Directions – A complete answer lists every line of the entries below where the string "detected" appears.

------------------------------------------------------------------------

PR #211, opened 2026-07-13
fix(controller): platform-aware process table, kill fallbacks, and install-job cancellation

### LINKED ISSUE #210: [BUG] Process discovery and kill paths are POSIX-only — `ps`, `sudo kill`, and `pgrep`-style probes do nothing on Windows
## Bug Description

The controller's process management shells out to POSIX tools:

1. the process inventory runs `ps -eo pid=,ppid=,stat=,args=` — no `ps` on
   Windows, so inference-process discovery (`findInferenceProcess`), stale
   process cleanup, and stop confirmation all see an empty world. A model
   launched by a previous controller run is invisible and can never be evicted.
2. Kill fallbacks run `sudo -n kill -SIGTERM <pid>` — no `sudo`/`kill`; a
   process that ignores `process.kill()` (or a permission failure) is
   unkillable, and install jobs leave orphaned child trees (pip/cmake keep
   running after cancel).
3. The running-process python probe reads a process's command line via `ps`
   (absent on Windows) and splits it on whitespace, so quoted
   `C:\Program Files\...` paths are mis-parsed and the backend is misidentified.

## To Reproduce

1. Windows 11, launch any llama.cpp/vLLM recipe, restart the controller
2. `GET /status` → `running: false` while `llama-server.exe` is still alive
3. `POST /evict` → reports success, process survives
4. Cancel a runtime install mid-way → `pip`/`cmake` children keep running

## Expected Behavior

Discovery, eviction, and install-cancel behave as on Linux.

## Environment

- **OS**: Windows 11
- **Backend**: llamacpp (any)

luminary19:
## Summary

Process discovery ran `ps`, kill fallbacks ran `sudo -n kill`, and install
cancel signalled only the direct child — all no-ops or leaks on Windows. The
process inventory now goes through a platform seam: `Get-CimInstance
Win32_Process` (UTF-8, JSON) on win32, the existing `ps` path elsewhere, with
command lines tokenized by the shared quote-aware splitter instead of split on
spaces. Kill fallbacks use `taskkill /PID <pid> /T /F` on win32 and skip the
meaningless `sudo` attempt; install-job cancellation kills the child tree; the
running-process python probe reads the command line via CIM on Windows. POSIX
paths are unchanged. Fixes #210.

## Validation

`bun run typecheck` and `bun run lint` clean; the new
`parseWindowsProcessInventory` unit test passes. Verified live on Windows 11
that `listProcessInventory()` returns the real CIM process table (377 processes,
correct pid/ppid, quoted command paths tokenized). The POSIX branch is
byte-identical to the previous `listProcessInventory` (Linux takes the unchanged
`ps` path), so CI is unaffected.

Note: the existing `process-manager-spawn` integration suite has Windows-only
fixture issues (extensionless fake binaries, a POSIX-shaped orphan-sweep
expectation) that are addressed by the separate test-portability PR; on Linux CI
that suite runs the unchanged POSIX path and passes.

## UI changes

None.

## Risks / rollout notes

- CIM via PowerShell adds ~100-300ms per cold snapshot on win32 only; the
  snapshot is cached for the poll tick to avoid repeated forks.
- `taskkill /F` is a hard kill — used only where SIGKILL was already the
  intent.


0xSero:
Keeping open for rework. Target the current compute launcher and supported native llama.cpp only: Windows ownership proof, process-tree stop and cancel, restart adoption, status, and evict with no orphaned child.

0xSero:

PR #213, opened 2026-07-13
fix(controller): install prebuilt CUDA llama.cpp on Windows with staged, digest-verified swaps

### LINKED ISSUE #212: [BUG] Managed llama.cpp install is build-from-source only — no Windows prebuilt path, and upgrades fail on a locked running binary
## Bug Description

The managed llama.cpp install path is build-from-source only, so it cannot
install llama.cpp on Windows:

1. `installManagedLlamacpp` unconditionally requires `git` and `cmake` on PATH
   and clones + configures + builds the repo. A stock Windows box has neither
   the toolchain nor the CUDA compiler cmake expects, so "Install llama.cpp"
   fails before it starts. There is no prebuilt-binary path.
2. Even when a binary is present, an in-place rebuild over a **running**
   `llama-server.exe` fails — Windows locks the executable of a live process,
   so an upgrade while a model is loaded aborts and can leave a half-written
   install.
3. `getConfigHelp` resolves the help binary from `config.llama_bin` /
   `llama-server` on PATH only. After a managed install (which drops the binary
   under the data dir, not on PATH) the engine's config-help panel stays empty
   even though a usable `llama-server.exe` exists.

## To Reproduce

1. Windows 11 with an NVIDIA GPU, no `git`/`cmake`/CUDA toolkit installed
2. Settings → llama.cpp → **Install** → fails with a missing-`git` error
3. Provide a prebuilt `llama-server.exe` out of band, load a model, then hit
   **Upgrade** → rebuild fails because the running binary is locked
4. With a managed binary installed but not on PATH, open the llama.cpp config
   help panel → empty / "Failed to fetch llama.cpp config"

## Expected Behavior

Installing/upgrading llama.cpp works on Windows without a build toolchain,
survives a locked running binary, and the config-help panel finds the managed
binary. Linux/macOS keep the existing build-from-source path unchanged.

## Environment

- **OS**: Windows 11
- **Backend**: llamacpp (CUDA)

luminary19:
## Summary

Adds a Windows prebuilt-CUDA install path for managed llama.cpp and makes
upgrades survive a locked running binary. On win32, `installManagedLlamacpp`
now queries the latest `ggml-org/llama.cpp` release, detects the driver's CUDA
version from the `nvidia-smi` banner, picks the newest compatible
`bin-win-cuda-*-x64` build plus its matching `cudart` runtime, downloads both,
verifies each asset's `sha256` digest, extracts with the bundled
`System32\tar.exe`, and installs by **staged rename swap**: extract to a staging
dir, rename the old install aside, rename staging into place, then delete the
retired copy. Because the swap never writes over the live executable, an upgrade
while a model is loaded no longer fails on a locked `llama-server.exe`; a still
-locked retired copy is detected up front with a clear "stop it and retry"
message. Downloads and extraction are bounded by timeouts.

The driver-CUDA banner parser is shared with the wave-1 `cuda-version.ts`
extractor (one regex, `CUDA (?:UMD )?Version`) instead of a second copy. Config
help now resolves through `resolveLlamaServerHelpBinary`, which falls back to the
managed install location when `llama_bin` is unset and the binary is not on
PATH, so the help panel works right after a managed install.

POSIX is untouched: non-win32 still requires `git`/`cmake` and builds from
source exactly as before. Stacked on wave-1 `cuda-umd-banner` (#185); rebased
onto `main`.

## Validation

`bun run typecheck` and `bun run lint` clean. The managed-llamacpp unit suite
(13 tests — asset selection, CUDA-version compatibility picking, digest gating,
help-binary resolution) passes.

Verified live on Windows 11 (RTX 4070): a real managed install downloaded
`llama-b9988-bin-win-cuda-13.3-x64.zip` + matching cudart, digest-verified,
extracted, staged-swapped, and the installed `llama-server.exe --version`
reported `version: 9988 (f4253ef96)`. With no `llama_bin` set,
`resolveLlamaServerHelpBinary` then resolved that managed binary and
`--help` exited 0. Total install ~156 s over the network.

The POSIX branch is unchanged, so Linux CI builds llama.cpp from source as
before.

## UI changes

None (the existing Install/Upgrade and config-help flows now succeed on
Windows).

## Risks / rollout notes

- Win32 install fetches from `api.github.com` and the release CDN; behind a
  proxy/offline box it fails with a clear error and the source-build /
  `LOCAL_STUDIO_LLAMA_BIN` / `LOCAL_STUDIO_LLAMACPP_UPGRADE_CMD` escape hatches
  still apply.
- Picks the newest CUDA build **at or below** the detected driver version; if
  the driver banner is unreadable it falls back to the lowest-CUDA build.
- The staged swap needs room for one extra copy of the install under the data
  dir during the swap; the retired copy is deleted immediately after.

Fixes #212.


0xSero:
Keeping open for rework. Add a digest-verified Windows llama.cpp prebuilt path, atomic replacement that handles a running executable, and managed config-help fallback while preserving POSIX source builds.

0xSero:

PR #217, opened 2026-07-13
fix(downloads): prevent backpressure listener leaks

### LINKED ISSUE #216: [BUG] Model download backpressure leaks writer error listeners
## Summary

The current model download backpressure loop leaves one `error` listener behind whenever `drain` wins. Repeated backpressure during a large or slow download therefore accumulates listeners and eventually emits `MaxListenersExceededWarning`.

This is the same failure mode originally reported in #56. The related PR #62 was closed as stale with a request to re-cut applicable work from current `main`; the affected loop is still present in `controller/src/modules/engines/downloads/download-manager.ts`.

## Reproduction

Running the current listener pattern through 12 drain cycles leaves 12 stale `error` listeners:

```text
{"drainListeners":0,"errorListeners":12}
MaxListenersExceededWarning: 11 error listeners added to [PassThrough]
```

## Expected behavior

- each backpressure wait removes both temporary listeners when either `drain` or `error` settles it;
- writer errors remain observable between drain cycles;
- repeated backpressure does not grow listener counts or emit a listener warning;
- focused regression coverage pins both repeated-drain cleanup and writer-error propagation.

lubluniky:
Closes #216

## Summary

- replace the per-drain listener pair with a wait that removes both temporary listeners when either `drain` or `error` settles it
- keep one lifecycle error tracker so a writer failure between backpressure cycles is surfaced instead of becoming unhandled or silently absorbed
- cover repeated drain cleanup, failed waits, and between-cycle writer errors

Before this change, 12 successful drain cycles left 12 stale `error` listeners and emitted `MaxListenersExceededWarning`. The regression test now pins one lifecycle listener during the transfer and zero listeners after disposal.

## Validation

```bash
cd controller && bun test src/modules/engines/downloads/stream-backpressure.test.ts tests/integration/download-manager-run.test.ts  # 7 passed
cd controller && bun run test:unit        # 145 passed
cd controller && bun run test:integration # 117 passed
cd controller && bun run typecheck
cd controller && bun run lint
cd controller && bun run check
npm run check
```

The pre-push frontend quality gate also passed, including the production Next.js build.

Environment note: a clean `npm ci` on current `main` hits the existing xterm beta peer-version conflict, so the root gate was run after `npm ci --legacy-peer-deps`; the lockfile is unchanged.

## UI changes

None. This only changes the controller's model-download stream lifecycle.

## Risks / rollout notes

Low. Download bytes, Range resume behavior, persistence, and progress updates are unchanged. The only behavioral difference is bounded listener lifetime and deterministic propagation of asynchronous writer failures. No migration or deployment step is required.


0xSero:
Closing as superseded. The equivalent backpressure fix is on both current branches; the focused test passed and repeated drain cycles left no temporary listeners.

------------------------------------------------------------------------

Response to the exercise –
-locked retired copy is detected up front with a clear "stop it and retry"
- Picks the newest CUDA build **at or below** the detected driver version; if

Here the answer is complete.